Su kaynaklarının azalması, ekosistemlerde geri dönüşü güç tahribatlar yaratıyor

Eğer su krizine karşı tesirli tedbirler alınmazsa, ülke genelinde hem etraf sıhhati hem de ekonomik yapının ağır darbe alabileceğini lisana getiren Dr. Öğr. Üyesi Ahmet Adiller, “Su kaynaklarının azalması, ekosistemlerde geri dönüşü sıkıntı tahribatlar yaratırken; tarım ve endüstrideki aksaklıklar işsizlikten enflasyona kadar pek çok olumsuz ekonomik etkiyi beraberinde getirecektir.” sözünde bulundu.

Bazı barajlarda suyun bitmesi su krizinin somut göstergesi

Bazı barajlarda suyun büsbütün bitmesinin, su krizinin somut bir göstergesi olarak kabul edilebileceğini de söz eden Üsküdar Üniversitesi Etraf Sıhhati Program Lideri Dr.
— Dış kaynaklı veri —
PR #47966, opened 2018-06-05
Fix postfix.set_main's assumption of prefix-free key names

### LINKED ISSUE #47888: postfix.set_main overwrites wrong keys

The `postfix` module's `set_main` function overwrites wrong keys in addition to the key it should overwrite. The reason is that Postfix' keys aren't prefix-free, but the `set_main` function assumes they are.

### Setup

First create a dummy `main.cf` file, e.g. `/tmp/test.cf`, and add the following content:

```
virtual_transport_rate_delay = $default_transport_rate_delay
virtual_transport = virtual
```

Those are default values for two keys from an Ubuntu installation as given by `postconf | grep virtual`.

Next, try setting `virtual_transport` while leaving `virtual_transport_rate_delay` as-is:

```
[0 mbunkus@reliant ~] sudo salt-call postfix.set_main virtual_transport testme path=/tmp/test.cf
local:
    - virtual_transport = testme
    - virtual_transport = testme
```

The output already shows that two keys are replaced, not just one. Looking at the file via `cat /tmp/test.cf` confirms it:

```
[0 mbunkus@reliant ~] cat /tmp/test.cf
virtual_transport = testme
virtual_transport = testme
```

### Analysis

The problem is that `set_main` assumes that keys are prefix-free. While iterating over the list of lines, it uses `line.startswith(key)` as the test whether or not to replace the line. This test is obviously true for `virtual_transport = …`, but unfortunately it's also true for any other key whose name starts with `virtual_transport`, such as the aforementioned `virtual_transport_rate_delay = …`

Remedy: don't use `startswith(key)`; rather use something like "starts with the key followed by a whitespace or an equal", e.g. `re.match("^{0}[\\s=]".format(re.escape(key)), line)`. The regex could be compiled earlier in the function, of course.

### Versions Report

```
Salt Version:
           Salt: 2017.7.5

Dependency Versions:
           cffi: Not Installed
       cherrypy: Not Installed
       dateutil: 2.6.1
      docker-py: Not Installed
          gitdb: 2.0.3
      gitpython: 2.1.8
          ioflo: Not Installed
         Jinja2: 2.10
        libgit2: Not Installed
        libnacl: Not Installed
       M2Crypto: Not Installed
           Mako: 1.0.7
   msgpack-pure: Not Installed
 msgpack-python: 0.5.6
   mysql-python: Not Installed
      pycparser: Not Installed
       pycrypto: 2.6.1
   pycryptodome: Not Installed
         pygit2: Not Installed
         Python: 2.7.15rc1 (default, Apr 15 2018, 21:51:34)
   python-gnupg: Not Installed
         PyYAML: 3.12
          PyZMQ: 16.0.2
           RAET: Not Installed
          smmap: 2.0.3
        timelib: Not Installed
        Tornado: 4.5.3
            ZMQ: 4.2.5

System Versions:
           dist: Ubuntu 18.04 bionic
         locale: UTF-8
        machine: x86_64
        release: 3.13.0-88-generic
         system: Linux
        version: Ubuntu 18.04 bionic
```

Yeah, these are the 16.04 Salt packages on Ubuntu 18.04. However, the same code is still present in [today's git](https://github.com/saltstack/salt/blob/develop/salt/modules/postfix.py#L298); therefore the problem still exists.

mbunkus:
Salt's "postfix.set_main" module function used "line.startswith()"
for determining which entries from "main.cf" to keep and which to
overwrite. This matched more lines that intended, though, as the names
of Postfix' configuration options aren't prefix-free.

For example, both "virtual_transport" and
"virtual_transport_rate_delay" are valid and known keys. Therefore
trying to set "virtual_transport" would lead to
"virtual_transport_rate_delay" being replaced, too, by another
instance of "virtual_transport".

The new method matches the line based on the key name being terminated
by whitespace, an equal sign or the end of the line.

Fixes #47888.

### Tests written?

No

### Commits signed with GPG?

Yes

### DIFF
--- a/salt/modules/postfix.py
+++ b/salt/modules/postfix.py
@@ -288,9 +288,10 @@ def set_main(key, value, path=MAIN_CF):
     pairs, conf_list = _parse_main(path)
 
     new_conf = []
+    key_line_match = re.compile("^{0}([\\s=]|$)".format(re.escape(key)))
     if key in pairs:
         for line in conf_list:
-            if line.startswith(key):
+            if re.match(key_line_match, line):
                 new_conf.append('{0} = {1}'.format(key, value))
             else:
                 new_conf.append(line)


rallytime (approved):
Thanks @mbunkus!

Issue #47937, opened 2018-06-01
Add a git.cloned state for cases where updating is unnecessary after cloning


viraptor:
### Description of Issue/Question

In some configurations of `git.latest`, there's no point in running `ls-remote` to find what HEAD (or other `rev`) is pointing at.

This matters for large repos, because running `git ls-remote` against them can take minutes on a slow connection.
It also prevents offline runs when the local state is sufficient.

### Setup

```
some_repo:
  git.latest:
    - name: git@github.com:....
    - target: /some/local/path
    - update_head: false
```

In this case, if the repo is already cloned and checked out (HEAD exists locally), there's no point running anything against the remote repository.

### Versions Report
```
Salt Version:
           Salt: 2018.3.0

Dependency Versions:
           cffi: 1.11.5
       cherrypy: Not Installed
       dateutil: Not Installed
      docker-py: Not Installed
          gitdb: Not Installed
      gitpython: Not Installed
          ioflo: Not Installed
         Jinja2: 2.10
        libgit2: 0.27.0
        libnacl: Not Installed
       M2Crypto: 0.29.0
           Mako: Not Installed
   msgpack-pure: Not Installed
 msgpack-python: 0.5.6
   mysql-python: Not Installed
      pycparser: 2.18
       pycrypto: 2.6.1
   pycryptodome: Not Installed
         pygit2: 0.27.0
         Python: 2.7.15 (default, May  1 2018, 16:44:08)
   python-gnupg: Not Installed
         PyYAML: 3.12
          PyZMQ: 17.0.0
           RAET: Not Installed
          smmap: Not Installed
        timelib: Not Installed
        Tornado: 4.5.3
            ZMQ: 4.2.5

System Versions:
           dist:
         locale: UTF-8
        machine: x86_64
        release: 17.5.0
         system: Darwin
        version: 10.13.4 x86_64
```

terminalmage:
I disagree, given the following from the documentation:

```
    update_head : True
        If set to ``False``, then the remote repository will be fetched (if
        necessary) to ensure that the commit to which ``rev`` points exists in
        the local checkout, but no changes will be made to the local HEAD.

        .. versionadded:: 2015.8.3
```

The `ls-remote` is needed to determine whether the local checkout has the commit to which the current remote points.

[...]

PR #47975, opened 2018-06-05
Add a new git.cloned state

terminalmage:
See https://github.com/saltstack/salt/issues/47937


cachedout:
2018.3 and not develop?

terminalmage:
Yes, I made the choice to put it in 2018.3 because it doesn't touch any existing code (i.e. no code was changed in the git module, and code was only _added_ to the state module), and it satisfied use case from someone who wanted `git.latest` to not check for updates if the repo was already cloned.

cachedout (approved):

andreasnuesslein:
just a heads up, for others who might land here after trying to run `git.cloned`:
although it's already in the [docs](https://docs.saltstack.com/en/latest/ref/states/all/salt.states.git.html#salt.states.git.cloned), it refers to 2018.3.**3** . the latest release as of now is 2018.3.**2**.

terminalmage:
Yes, 2018.3.3 is nearing release, so within a few weeks it will be available.

PR #47985, opened 2018-06-05
Fix `unit.states.test_reg` test failure

twangboy:
### What does this PR do?
Fixes failing test by mocking `reg.cast_vdata`

Found by Jenkins

### Tests written?
Yes

### Commits signed with GPG?
Yes

### DIFF
--- a/tests/unit/states/test_reg.py
+++ b/tests/unit/states/test_reg.py
@@ -18,6 +18,7 @@ from tests.support.mock import (
 # Import Salt Libs
 import salt.states.reg as reg
 import salt.utils.platform
+import salt.utils.stringutils
 
 
 @skipIf(NO_MOCK, NO_MOCK_REASON)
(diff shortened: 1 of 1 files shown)


tests/unit/states/test_reg.py
```diff
@@ -48,8 +49,12 @@ def test_present(self):
                                            {'vdata': 'a', 'success': True},
                                            {'vdata': 'a', 'success': True}])
         mock_t = MagicMock(return_value=True)
+        mock_cast = MagicMock(
+            return_value=salt.utils.stringutils.to_unicode(vdata)
+        )
```
skizunov: Could this simply be:
```
mock_cast = MagicMock(return_value=vdata)
```
Because vdata is already unicode (on PY2) due to `from __future__ import unicode_literals`?

Or am I missing something that requires the explicit cast?

twangboy: No, it's my own idiocy. I saw that that's what `cast_vdata` was returning, so I thought I should make the mock the same. The tests pass without the `to_unicode`. I'll remove it.

skizunov (approved):

gtmanfred (approved):

gtmanfred (approved):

Öğr. Üyesi Ahmet Adiller, “İçme suyu kaynakları açısında hudutta olan vilayetlerimize altyapı yatırımlarına sürat verilmesi ve halkın muhtaçlık duyacağı suyun garanti altına alınması gerekiyor. Belediyeler, mahallî idareler ve sivil toplum kuruluşlarının vatandaşları bilinçlendirme konusunda daha faal adımlar atması gerekmektedir. Eğitim kampanyaları, tasarruf formüllerinin tanıtımı ve toplumun su idaresi süreçlerine iştiraki, bu sürecin en değerli modülleridir. Dönemsel olarak kurumaya yüz tutan pek çok gölümüzde yıllık ortalama su düzeyleri neredeyse %50 düzeylerinin üzerine çıkan azalma gösterdi. İklim değişikliği, artan nüfus ve yanlış su siyasetleri göz önünde bulundurulduğunda, sürdürülebilir su idaresi artık bir tercih değil, mecburilik haline gelmiştir. Şayet bugünden adım atılmazsa, su kıtlığı yalnızca bölgesel değil, ülke çapında önemli bir kriz haline gelecektir.” biçiminde kelamlarını tamamladı.